Пошёл тёплый летний дождь.
Вода стекала по лицу Еврея, и, он почувствовал её чужой, солоноватый привкус…
- Небо плачет – сказал стоявший рядом розыскник Витька, - хорошего человека похоронили…, - поехали – помянем – обнял он за плечи Еврея
Рядом с похоронным автобусом, спрятавшись от чужих глаз в красивой машине заместителя прокурора района плакала навзрыд следователь Ирочка.

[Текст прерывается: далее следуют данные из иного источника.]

PR #1436, opened 2026-04-10
fix: filter Kubernetes service-discovery env vars from config

fredericrous:
.


fredericrous:
issue in my deployment and wrong fix anyway. sorry, closing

В кроватке, дома у бабушки, капризничал маленький Илюшка.

****
На скромных поминках, в столовой бывшего ПТУ Еврей подсел к старым операм, которые сидели междусобойчиком, подальше от всех – несмотря на небольшой оперативный стаж, он уже считался ветераном, и его принимали, как равного.

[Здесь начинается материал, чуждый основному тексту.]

PR #1443, opened 2026-04-28
fix(bootstrap): fix user_in_group() exit codes and improve error messages

XavierBeheydt:
## Description

The `user_in_group()` function used bare `return` statements when preconditions failed (group or user not found). A bare `return` defaults to exit code 0, so callers never received the expected failure signal and silently treated missing groups/users as a successful membership check, causing group assignments to be skipped.

## Changes

- `return` → `return 1` when the group does not exist
- `return` → `return 1` when the user does not exist
- Added `[WARNING]` prefix to the group-not-found message for consistency

### DIFF
--- a/scripts/bootstrap.sh
+++ b/scripts/bootstrap.sh
@@ -192,12 +192,12 @@ user_in_group() {
 
   if ! group_exists "$group_name"; then
     printf '[WARNING] Group "%s" does not exist\n' "$group_name"
-    return
+    return 1
   fi
 
   if ! user_exists "$user_id"; then
-    printf 'User "%s" is not exists\n' "$user_id"
-    return
+    printf '[WARNING] User "%s" does not exist (cannot verify group membership)\n' "$user_id"
+    return 1
   fi
 
   if [[ "$(get_user_details "$user_id" | jq --raw-output --arg displayName "$group_name" '.data.user.groups | any(.[]; select(.displayName == $displayName))')" == 'true' ]]; then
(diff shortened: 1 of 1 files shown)


nitnelave:
I'm surprised we need the 1 second wait. Every read and write go to the same SQL DB, so there should be no propagation necessary. The only two edge cases I can think of is if the group creation and user creation are running in parallel (obviously not going to work since there's a dependency between the 2), or if you have a distributed DB with eventual consistency, and I don't know how you plugged that into LLDAP :D

In short, I don't think this is the right change.

XavierBeheydt:
Hey, you were right — the `sleep 1` wasn't needed and we removed it 😅

Looking back, the real bug was `user_in_group()` returning `0` (success) when the user didn't exist, which caused `add_user_to_group` to silently skip the assignment thinking the user was already in the group. The `sleep 1` masked this by introducing just enough timing variance to make tests feel like they worked sometimes.

Classic mistake: we reached for `sleep` out of habit from distributed systems (replica lag, LDAP replication...) without stopping to check that SQLite is synchronous and has no propagation delay. Lesson learned.

The fix is now properly in `user_in_group()` with explicit `return 1` on user-not-found, and the sleep is gone.

nitnelave:
I'm not against LLM written code, but at least write your own messages, please. I have enough conversations with LLMs at work, I don't need more on my spare time.

XavierBeheydt:
Sorry but my English is very poor. But I'm just want to send a fix with an issue with the bootstrap script.

nitnelave:
LGTM, but can you fix the PR title and commit description? It's not about a timing issue.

«Старики» игнорировали обычаи поминок – наливали водку и закусывали от души, не стесняясь. Не впервой друзей поминать, да и покойный не в обиде – сам поступал так же – пил и ел вволю на чужих тризнах.
Следствие поминало культурно, вином, сидя рядом с руководством РОВД и родственниками.
Вадим очень хотел напиться, а домой – не хотел…
Слишком много мыслей крутилось в голове, и думать их не хотелось абсолютно.
Разогревшись водкой, опер вышел на крыльцо покурить и нос к носу столкнулся с Ирочкой.
- Привет – без дежурных сальных комплиментов выдавил из себя он и замолчал.
- Привет, - ответила она, глядя в сторону, - проводишь меня домой?
- Пошли – с облегчением выдохнул опер, - и накинул на неё свой джинсовый пиджак.